Ya, man, it’s nuts. It’s like there’s an international trolling agency that efficiently fills any and all vacancies on the interwebs.
I just assume this happens:
Troll temp agency:
“Hello, Mr. Adarqui, sir. We have a temp troll position on T-Nation. Your prior experience will be quite helpful in trolling this site.”
Adarqui:
“Why of course, I’d love to troll these folks some more. Anorexia again?”
TTA:
“No, pretend to be a squat expert while posting yourself quarter squatting. Talk about being a certified expert on biomechanics”
A:
“Fantastic, the videos are already loaded on YouTube. It’ll be my pleasure”.
n=1. I think your assertion that many people just need to work harder is spot on. it’s not true for everyone though.
do you think you can adequately refute the content of this article? I don’t see how you can look at these skeletal images and suggest that all people should squat the same when their structures vary so drastically.
While providing you with a satisfactory response means a great deal to me, i’ve currently stepped out of the office for my lunch break. Hopefully I will be able to provide you with a detailed response very shortly.
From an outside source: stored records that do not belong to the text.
PR #82, opened 2015-08-03
Prompt to install UDEV rules for dfu

### LINKED ISSUE #74: Udev reference
https://community.particle.io/t/dfu-util-udev-rules/11440

monkbroc:
On Linux only root can access USB devices through dfu. Right now doing `particle flash --usb` will say "no dfu device found" without suggesting how to fix the issue.

It's possible to use sudo to work around this, but a better solution is to install UDEV rules to allow any user to access a particular device.

This PR prompts the user to install UDEV rules when the dfu-util failure indicates missing permissions.

The UDEV rules was checked for the Photon on Ubuntu 15.10. I included rules for the Core, P1 and Electron, but I can't try those.

Somebody working on the CLI should review the code and check if I put the code in the right place as I'm not familiar with the structure of the application.

This fixes #74.

### DIFF
--- a/lib/dfu.js
+++ b/lib/dfu.js
@@ -23,7 +23,7 @@ Lesser General Public License for more details.
 You should have received a copy of the GNU Lesser General Public
 License along with this program; if not, see <http://www.gnu.org/licenses/>.
  ******************************************************************************
- */
+*/
 
 var fs = require('fs');
 var when = require('when');
@@ -45,7 +45,6 @@ var that = module.exports = {
 	deviceID: undefined,
 	findCompatibleDFU: function () {
 		var temp = when.defer();
-		var that = this;
 
 		var failTimer = utilities.timeoutGenerator('findCompatibleDFU timed out', temp, 6000);
 		var cmd = that.getCommand() + ' -l';
@@ -53,7 +52,12 @@ var that = module.exports = {
 			clearTimeout(failTimer);
 			if (error || stderr) {
 				console.error(error || stderr);
-				return temp.reject(error || stderr);
+
+				if(that._missingDevicePermissions(stderr) && that._systemSupportsUdev()) {
+					return that._promptInstallUdevRules().then(temp.reject, temp.reject);
+				} else {
+					return temp.reject(error || stderr);
+				}
 			}
 
 			// find DFU devices that match specs
@@ -293,6 +297,55 @@ var that = module.exports = {
 			segment.specs.address,
 			leave
 		);
+	},
+
+	_udevRulesDir: '/etc/udev/rules.d/',
+
+	_missingDevicePermissions: function (stderr) {
+		return stderr && stderr.indexOf("Cannot open DFU device") >= 0;
+	},
+
+	_systemSupportsUdev: function() {
+		return fs.existsSync(that._udevRulesDir);
+	},
+
+	_promptInstallUdevRules: function() {
+		var temp = when.defer();
+		console.log(chalk.yellow('You are missing the permissions to use DFU without root.'));
+		prompt([{
+			type: 'confirm',
+			name: 'install',
+			message: 'Would you like to install a UDEV rules file to get access?',
+			default: true
+		}], function(ans) {
+			that._installUdevChoice(ans, temp);
+		});
+
+		return temp.promise;
+	},
+
+	_installUdevChoice: function(ans, promise) {
+		var message = 'Missing permissions to use DFU';
+		if (ans.install) {
+			var rules = __dirname + '/50-particle.rules';
+			var cmd = "sudo cp '" + rules + "' '" + that._udevRulesDir + "'";
+			console.log(cmd);
+			child_process.exec(cmd, function(error, stdout, stderr) {
+				if(error) {
+					console.error('Could not install UDEV rules');
+					promise.reject(message);
+				} else {
+					console.log('UDEV rules for DFU installed.');
+					console.log(chalk.bold.red(
+						'Physically unplug and reconnect the Particle device.\n' +
+						'Then run the particle command again.'
+					));
+					promise.resolve(message);
+				}
+			});
+		} else {
+			promise.reject(message);
+		}
 	},
 
 	_: null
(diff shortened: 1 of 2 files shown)


emilyrose:
hey @monkbroc,

This is a great idea! I'd like the chance to chat with some of the folks on the team to get an idea for how we want to approach automagically modifying system configuration for our users. I'll start a conversation about this and follow up here if there's any changes we should make.

Thanks for the PR! I like what you did here.

kennethlimcp:
Fixes: https://github.com/spark/particle-cli/issues/74

kennethlimcp:
I'm thinking that we should check for the **OS** type before doing the addition of udev since that doesn't work on windows (though windows shouldn't have issues with detecting)

monkbroc:
OS check is done by checking if the UDEV rules directory exists before prompting to install UDEV rules.

kennethlimcp:
Hmm interesting but it seems like the attempt is to try copying and if it fails then it's not true. That's not OS checking IMO.

emilyrose:
We can also just use `os.platform()` :smile_cat:

monkbroc:
This line checks if the prompt should be shown:

```
 fs.existsSync(that._udevRulesDir)
```

where `_udevRulesDir = '/etc/udev/rules.d/'`

The idea was that it's better to check for the presence of a feature (UDEV rules folder) than infer that presence from other information (OS name and version). Sure the check can be turned of in Windows and OSX, but what if a user is on a Linux system without UDEV?

kennethlimcp:
So how's yours handling if the user is like what you said - on a Linux system without UDEV?

monkbroc:
I did add printing the stderr in case the prompt isn't shown: `console.log("Apparently I didn't find a DFU device? util said ", stdout, stderr);`

This was another issue here: the user was given no hint that there was an error, only that a device was not found.

monkbroc:
Here's the before behavior: no hint that the issue is missing permissions since `stderr` was swallowed. It seems more like the issue is that device is not in DFU mode.

before udev prompt

Here's the after behavior: prompt, then after a reconnect the flashing works properly.

after udev

monkbroc:
Don't take my comments the wrong way: I'm not against any changes here. I agree that the structure of the code in this PR can be improved.

lib/dfu.js
```diff
@@ -212,5 +223,43 @@ var that = module.exports = {
 		);
 	},
 
+	_udevRulesDir: '/etc/udev/rules.d/',
+
+	_promptInstallUdevRules: function() {
+		var temp = when.defer();
+		console.log(chalk.yellow("You are missing the permissions use dfu without root."));
```
brycekahle: Grammar: `permissions to use`

lib/dfu.js
```diff
@@ -212,5 +223,43 @@ var that = module.exports = {
...
+			var rules = __dirname + "/50-particle.rules";
+			var cmd = "sudo cp \"" + rules + "\" \"" + that._udevRulesDir + "\"";
+			console.log(cmd);
+			child_process.exec(cmd, function(error, stdout, stderr) {
+				if(error) {
+					console.log("Could not install rules: ", stdout, stderr);
+					promise.reject();
+				} else {
+					console.log("UDEV rules for dfu installed.");
+				    console.log(chalk.bold.red("Physically unplug and reconnect the Particle device.\n" +
```
brycekahle: Can you fix the weird indent here?

lib/dfu.js
```diff
@@ -51,8 +53,17 @@ var that = module.exports = {
...
 			});
-			if (that.deviceID == undefined){
-				console.log("Apparently I didn't find a DFU device? util said ", stdout);
+
+			// If the permissions are missing and the system supports
+			// UDEV rules, prompt to install UDEV rules for dfu
+			if(stderr.indexOf("Cannot open DFU device") >= 0 &&
+			  fs.existsSync(that._udevRulesDir)) {
+				console.log(stderr);
+				that._promptInstallUdevRules().then(function () {
```
brycekahle: You are not handling the promise rejection here.

brycekahle:
@monkbroc Thanks for the PR. I left a couple comments. Otherwise it looks good. Hopefully we can get those fixed and get this merged soon.

brycekahle:
It looks like you need to rebase off master too.

monkbroc:
I rebased off master and moved the condition to prompt the UDEV rules install in the error checking block of `child_process.exec`

lib/dfu.js
```diff
@@ -45,7 +45,6 @@ var that = module.exports = {
 	deviceID: undefined,
 	findCompatibleDFU: function () {
 		var temp = when.defer();
-		var that = this;
```
monkbroc: I removed this duplicate `that` since it's already defined a couple lines above. The local `that` shadows the top-level `that`.

Ah, Javascript... https://twitter.com/bhalp1/status/578925947245633536

lib/dfu.js
```diff
@@ -295,5 +299,54 @@ var that = module.exports = {
 		);
 	},
 
+	_udevRulesDir: '/etc/udev/rules.d/',
+
+	_missingDevicePermissions: function (stderr) {
+		return stderr && stderr.indexOf("Cannot open DFU device") >= 0;
```
brycekahle: Can this error happen if the device is simply not plugged in? We probably need to check to see if the rules are already installed.

monkbroc: No, the full error is `dfu-util: Cannot open DFU device 2b04:d006` so it only happens when a device is plugged in but the file permissions won't allow opening it.

brycekahle: Ok. Can you add a check for the case when the rules are installed but there is still a permissions issue? We shouldn't prompt to install the rules in this case.

monkbroc: I'd go with no because I don't know when that situation would happen. If the rules are installed and the permissions are still denied, what do you say to the user? Sorry?

brycekahle: We can show an error message, but we shouldn't try to install the rules again. That won't fix anything.

monkbroc:
I added the check for the rules already existing.

brycekahle:
:+1:

PR #86, opened 2015-08-04
Use spawn over child process

kennethlimcp:
Reverting to the original way to call a process until there's sufficient reasons as to why a child process over a spawn is required.

This is related to https://github.com/spark/particle-cli/issues/80 where commit https://github.com/spark/particle-cli/pull/65 essentially removed dfu verbose which is not a deliberate decision.


brycekahle:
Fixed with https://github.com/spark/particle-cli/commit/50572d0be047dd85c67674d36697c6d1d8fc9b6b

PR #87, opened 2015-08-04
Removing device type prompt

kennethlimcp:
There's no need to select the device type you are flashing as the cloud knows it all :)

Comments here: https://github.com/spark/particle-cli/commit/9ae0f127806fb9e65b9c36d67a1796b2044b91e1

Also, I didn’t read everything you wrote because these long replies with “sciency” bullshit ain’t needed. You can’t convince me that squat form will look the same for everyone, " Sir " .
I was inspired by the Health Satori Project and decided to make up my own science, so I came up with an immune system challenge. I made 3 gallons of yogurt out of e-coli bacteria and ate one gallon a day for 3 days. It worked really well at first. My temperature went way up (a good sign, right?) then crashed. After a couple weeks of IV cipro and zithromycin I’m pretty much as good as new except for a couple of things.
My bones have the consistency of sidewalk chalk, which makes it difficult to squat. I also get a little bit of yellowish ichor leakage from my belly button that has the consistency of cottage cheese any time my intra abdominal pressure increases.
I’m hoping he can hook me up with a solution. Last time I tried squatting my spine compressed 3 inches and I lost 2 lbs. of yellow goo.
I meet Jay Schroeder. I worked out with him once. He is the biggest dick ever. Also he does not squat with his athletes. so you are using a coach to teach how to squat when he himself does not squat.